Rules of Exponents - Power Rule

Things to remember: with the power rule, the powers multiply. Everything within the parentheses is affected by the power.

### Practice Problems

Simplify the following expressions:
1. $$({\text{x}}^{\text{m}})^{\text{n}}$$ (
Solution
Solution:
$${\text{x}}^{\text{mn}}$$
Details:
The power rule for exponents says that any base raised to an exponent that is also raised to an exponent is the same as that base raised to the multiplication of the two exponents.

In this example, x is the base. It is being raised first to the power of m and then all of that is being raised to the power of n.

According to the power rule for exponents, this is the same as:

$$({\text{x}}^{\text{m}})^{\text{n}} = {\text{x}}^{\text{mn}}$$

where m and n are being multiplied together.
)
2. $$(3^{2})^{3}$$ (
Solution
Solution:
$$3^{6} = 729$$
)
3. $$({\text{m}}^{2})^{4}({\text{y}}^{5})^{2}$$ (
Solution
Solution:
$${\text{m}}^{8}{\text{y}}^{10}$$
Details:
Version 1: Applying the power rule for exponents

$$\left ({\text{m}}^{2} \right )^{4}\left ({\text{y}}^{5} \right )^{2}$$

According to the power rule for exponents, we can multiply the $$2 \cdot 4$$ to get the exponent for m. We can also multiply the $$5 \cdot 2$$ to get the exponent for y.

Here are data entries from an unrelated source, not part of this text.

PR #4974, opened 2020-06-09
Split StorageV2 functionality into a separate driver and apiServer

brendoncarroll:
- Creates driverV2
- Creates apiServerV2
- APIServer interface contains old and new methods.
- apiServer implementation returns "not implemented" error for new methods.


src/client/pfs/pfs.proto
```diff
@@ -624,12 +624,12 @@ service API {
   rpc DeleteAll(google.protobuf.Empty) returns (google.protobuf.Empty) {}
   // Fsck does a file system consistency check for pfs
   rpc Fsck(FsckRequest) returns (stream FsckResponse) {}
-
-  // RPCs specific to Pachyderm 2.
-  rpc PutTarV2(stream PutTarRequestV2) returns (google.protobuf.Empty) {}
-  rpc GetTarV2(GetTarRequestV2) returns (stream google.protobuf.BytesValue) {}
+  
+  // V2 methods
```
brycemcanally, line 628: Would you change the comment back to the original. It is more descriptive and is a pattern I am following elsewhere (* specific to Pachyderm 2).

src/client/pfs/pfs.proto
```diff
@@ -513,14 +513,14 @@ message FileInfoV2 {
 //     Client sends a request with the EOF field set to true.
 //   Client connection is closed.
 
-message PutTarRequestV2 {
+message PutTarRequest {
```
brycemcanally, line 516: It seems like it would be better to keep the V2 suffix for all messages / rpcs specific to Pachyderm 2. Although we don't need it for name collisions, it seems like it would be a good design to have clear lines between the V1 and V2 functionality.

src/server/pfs/server/api_server.go
```diff
@@ -599,6 +595,27 @@ func (a *apiServer) DeleteAll(ctx context.Context, request *types.Empty) (respon
 	return &types.Empty{}, nil
 }
 
+// V2 Methods
+// GetTar not implemented
+func (a *apiServer) GetTar(request *pfs.GetTarRequest, server pfs.API_GetTarServer) (retErr error) {
+	return errors.Errorf("method not implemented")
```
brycemcanally, line 601: Probably could use a more descriptive message that mentions that this is a V2 rpc.

src/server/pfs/server/api_server_v2.go
```diff
@@ -148,34 +183,45 @@ func (a *apiServer) GetTarConditionalV2(server pfs.API_GetTarConditionalV2Server
...
+func (a *apiServerV2) ListFileV2(req *pfs.ListFileRequest, server pfs.API_ListFileV2Server) error {
 	pachClient := a.env.GetPachClient(server.Context())
 	return a.driver.listFileV2(pachClient, req.File, req.Full, req.History, func(finfo *pfs.FileInfoV2) error {
 		return server.Send(finfo)
 	})
 }
+
+// FinishCommitInTransaction is identical to FinishCommit except that it can run
+// inside an existing etcd STM transaction.  This is not an RPC.
+func (a *apiServerV2) FinishCommitInTransaction(
```
brycemcanally, line 220: Does this work? It seems like a FinishCommit call on *apiServerV2 would get dispatched to the embedded *apiServer and the subsequent calls would have *apiServer as the receiver, not the "parent" *apiServerV2.

brycemcanally: I think any V2 code changes will require the rpc function to be attached to *apiServerV2, otherwise you would be making changes to *apiServer which I think is what you want to avoid with this.

src/server/pfs/server/driver_v2.go
```diff
@@ -35,7 +39,49 @@ const (
...
+	etcdPrefix string,
+	treeCache *hashtree.Cache,
+	storageRoot string,
+	memoryRequest int64,
+) (*driverV2, error) {
+	d1, err := newDriver(env, txnEnv, etcdPrefix, treeCache, storageRoot, memoryRequest)
+	if err != nil {
+		return nil, err
+	}
+	d := &driverV2{driver: d1}
```
brycemcanally, line 59: d -> d2

src/server/pfs/server/api_server_v2.go
brendoncarroll: Replying here for visibility: Because this calls another rpc method it starts from the external interface (in this case APIServer).  The RealEnv setup passes an APIServer (the interface not the implementation) to txnEnv

PR #6042, opened 2021-04-29
[1.13.x] - Recreate eventCh when master restarts

actgardner:
We used to close `m.eventCh` in a defer in `run`, but we call `run` in an infinite loop. The first time the PPS master loses the etcd lock it would shut everything down, close the channel, and then re-acquire the lock and try to start them, only to have them send their events on a closed channel.


msteffen (approved):
Good catch!

PR #6048, opened 2021-05-03
Add more granular roles

actgardner:
Break up some of the permissions in `clusterAdmin` so users can delegate specific tasks without giving full admin privileges.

$$\left ( {\text{m}}^{2} \right )^{4}\left ( {\text{y}}^{5} \right )^{2} = {\text{m}}^{\left ( 2\cdot4 \right )}{\text{y}}^{\left ( 5\cdot2 \right )} = {\text{m}}^{8}{\text{y}}^{10}$$

Our final answer is $${\text{m}}^{8}{\text{y}}^{10}$$.

Version 2: Applying the rules of multiplication to show why the power rule for exponents works

$$\left ({\text{m}}^{2} \right )^{4}\left ({\text{y}}^{5} \right )^{2}$$

This means $${\text{m}}^{2}$$ is being multiplied together 4 times and $${\text{y}}^{5}$$ is the same as y multiplied 5 times.

If we expand out each factor using the rules of multiplication it becomes the following:

$${\text{m m m m m m m m y y y y y y y y y y}}$$ We now see there are 8 m’s being multiplied together and 10 y’s being multiplied together. If we write this in exponent form it is $${\text{m}}^{8}{\text{y}}^{10}$$. Our final answer is $${\text{m}}^{8}{\text{y}}^{10}$$, which is the same answer as when we used the power rule.
)
4. $$({\text{x}}^{3})^{2}({\text{y}}^{4})^{2}(x^{2})^{1}$$ (
Video Solution
Solution:
$${\text{x}}^{8}{\text{y}}^{8}$$
Details:

(Video Source | Transcript)
)
5. $$(4^{2})^{3}(2^{5})^{1}$$ (
Video Solution
Solution:
$$4^{6}2^{5} = 4096 \cdot 32 = 131,072$$
Details:

(Video Source | Transcript)
)
6. $$({\text{a}}^{\text{x}})^{2}({\text{b}}^{3})^{2}$$ (
Solution
Solution:
$${\text{a}}^{2{\text{x}}}{\text{b}}^{6}$$
)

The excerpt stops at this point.